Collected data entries

========================================================================

PR #825, opened 2026-05-08
fix(sidebar): restrict rename double-click to text label hitbox

ianjamesburke:
Fixes #462.

Previously, double-clicking anywhere on a sidebar row triggered rename — including the left drag/grab zone. Now rename only fires when the double-click lands directly on the context name label text.

## Changes

- `sidebar_row.rs`: `draw()` signature updated — `content_fn` now returns `Option<egui::Response>` (the label widget's response). Rename action checks `label_response.double_clicked()` instead of the full-row response. Cursor overrides to `Default` when pointer is over the label rect (was showing `Grab`).
- `sidebar.rs`: Label widget gains `.sense(Sense::click())` and its response is returned from the content closure.

## Breaks if
Rename stops working when double-clicking the context name text in the sidebar.


ianjamesburke:
Closing — approach didn't work as intended. See issue #462 for full context.

PR #129, opened 2016-08-28
stuff from trying to complete iss107

shoshber:
just little things


shoshber:
I don't want all of it to go to waste. What would you like to keep, @oesteban

PR #143, opened 2016-08-30
[WIP] Issue44

rwblair:
I'm still working on testing this. Opening PR in case @oesteban has any comments while its being tested.


oesteban:
I don't see the circleCI for some weird reason. But the PR looks good to me.

rwblair:
I think its because my fork of the project has a different repo name. I'll try and change it and see if that fixes it.

oesteban:
Looks like you are right, the name change is probably affecting your builds

PR #145, opened 2016-08-30
quicker docker image rebuilds

chrisfilo:


oesteban:
Interesting, LGTM

oesteban:
@rwblair do you want to have the honor?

========================================================================

## Task brief
List the lines of the records where "response" occurs.

## Task answer
- `sidebar_row.rs`: `draw()` signature updated — `content_fn` now returns `Option<egui::Response>` (the label widget's response). Rename action checks `label_response.double_clicked()` instead of the full-row response. Cursor overrides to `Default` when pointer is over the label rect (was showing `Grab`).
- `sidebar.rs`: Label widget gains `.sense(Sense::click())` and its response is returned from the content closure.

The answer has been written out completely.